» **Instructions for the task**: Reproduce the listing below word for word.

» **Data block**:
▼
Issue #118, opened 2019-01-23
GROUPR only produces infinite dilute fission matrix (MF6 MT18) data


whaeck:
Thomas Saller (LANL) indicated an issue when processing ENDF/B-VIII.0 Pu236 multigroup data into the NDI format when trying to create NDI files for various sigma0 values (up to now, infinite dilute data was the norm). During the formatting process, the formatting tool indicated an issue with MF6 MT18 in the GENDF file that GROUPR produced.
▲
» **Completed exercise**:
Issue #118, opened 2019-01-23
GROUPR only produces infinite dilute fission matrix (MF6 MT18) data


whaeck:
Thomas Saller (LANL) indicated an issue when processing ENDF/B-VIII.0 Pu236 multigroup data into the NDI format when trying to create NDI files for various sigma0 values (up to now, infinite dilute data was the norm). During the formatting process, the formatting tool indicated an issue with MF6 MT18 in the GENDF file that GROUPR produced.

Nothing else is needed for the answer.